State Analysis and Aggregation Study for Multicast-based Micro Mobility

IP mobility addresses the problem of changing the network point-of-attachment transparently during movement. Mobile IP is the proposed standard by IETF. Several studies, however, have shown that Mobile IP has several drawbacks, such as triangle routing and poor handoff performance. Multicast-based mobility has been proposed as a promising solution to the above problems, incurring less end-to-end delays and fast smooth handoff. Nonetheless, such architecture suffers from multicast state scalability problems with the growth in number of mobile nodes. This architecture also requires ubiquitous multicast deployment and more complex security measures. To alleviate these problems, we propose an intra-domain multicast-based mobility solution. A mobility proxy allocates a multicast address for each mobile that moves to its domain. The mobile uses this multicast address within a domain for micro mobility. Also, aggregation is considered to reduce the multicast state. We conduct multicast state analysis to study the efficiency of several aggregation techniques.
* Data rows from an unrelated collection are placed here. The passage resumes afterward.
PR #3693, opened 2026-04-29
[storage/qmdb/current] support split (pyramid) bagging in qmdb-current

roberto-bayardo:
## Summary

- Switch QMDB operation roots to pyramid bagging (split + backwards-fold active region).
- Update Current grafted root and range-proof reconstruction so MMR/MMB proofs handle inactive prefixes, grafted peak regrouping, and partial chunks consistently.
- Align Current sync, compact sync verification, conformance fixtures, and fuzz tampering coverage with the new root semantics.

PR #3712, opened 2026-05-04
[Storage] Simplify QMDB root policy configuration

danlaine:
Follow up to #3667

## Summary

- Remove public `AnyConfig` fields that let callers choose the operations-root shape directly.
- Make public `Any` databases use one root shape: split-root mode with the bagging policy defined by the selected family.
- Keep `Current`'s different operations-root shape as an internal implementation detail.

## Background

QMDB has an operations root over its authenticated log. Two details determine the meaning of that root:

- `split_root` decides whether the operations root also commits to the inactive-prefix boundary.
- `root_bagging` decides how Merkle peaks are folded into the root.

Those are not independent user preferences. They must agree with the database family and with the sync code that later verifies or reconstructs the database.

Before this change, `AnyConfig` exposed both fields directly. That meant a caller could choose a family, then separately choose root settings that did not belong with that family or with `Any` sync. The database might initialize, but its root semantics would no longer be the ones the type implies.

This PR makes the rule explicit: public `Any` databases always use split-root mode, and their bagging policy comes from the selected family. `Current` is the exception because its canonical root commits activity through the grafted tree, so its internal `Any` operations root stays plain. That exception now lives only in `Current`'s private initialization path instead of being exposed through `AnyConfig`.

## Changes

- Remove `split_root` and `root_bagging` from `qmdb::any::Config` and update examples, fuzz targets, benches, conformance helpers, and tests.
- Pass `split_root` and `ops_root_bagging` only through the crate-private `any::init_with_bitmap` helper used by `Current`.
- Change QMDB sync traits to expose root bagging as `ROOT_BAGGING`, since it is now fixed by the database type rather than read from config.
- Make `Any` sync reconstruct databases in split-root mode and verify target state using the family-derived inactive peak count and bagging policy.
- Simplify test helpers by removing now-unused family generic parameters from config builders.
- Remove the Any sync regression test for preserving plain-root mode, since plain-root mode is no longer public `Any` behavior.

### DIFF
--- a/examples/sync/src/databases/any.rs
+++ b/examples/sync/src/databases/any.rs
@@ -17,7 +17,6 @@ use commonware_storage::{
             FixedConfig as Config,
         },
         operation::Committable,
-        Bagging,
     },
 };
 use commonware_utils::{NZUsize, NZU16, NZU64};
@@ -49,8 +48,6 @@ pub fn create_config(context: &impl BufferPooler) -> Config<Translator> {
             page_cache,
         },
         translator: Translator::default(),
-        split_root: true,
-        root_bagging: <mmr::Family as Bagging>::BAGGING,
     }
 }
 
--- a/storage/fuzz/fuzz_targets/qmdb_any_fixed_sync.rs
+++ b/storage/fuzz/fuzz_targets/qmdb_any_fixed_sync.rs
@@ -91,7 +91,7 @@ impl<'a> Arbitrary<'a> for FuzzInput {
 
 const PAGE_SIZE: NonZeroU16 = NZU16!(129);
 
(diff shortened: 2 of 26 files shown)


roberto-bayardo:
If we're going to remove ability for user configuration of the root policy, we should probably also force the MMR to also always backwards-bag active peaks (see latest blog post draft).

roberto-bayardo:
And P.S.: The current qmdb policy is updated to be split in https://github.com/commonwarexyz/monorepo/pull/3693

roberto-bayardo:
Yeah let's just go ahead and get rid of the qmdb::Bagging trait entirely. Always forward fold inactive, always backwards-fold active.

roberto-bayardo:
Will merge this and take care of the final cleanup, thanks!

We use extensive simulation to evaluate our protocol's performance over a variety of real and generated topologies. We take aggregation gain as metric for our evaluation. Our simulation results show that in general leaky aggregation obtains better gains than perfect aggregation. Also, we notice that aggregation gain increases with the increase in number of visiting mobile nodes and with the decrease in number of mobility proxies within a domain.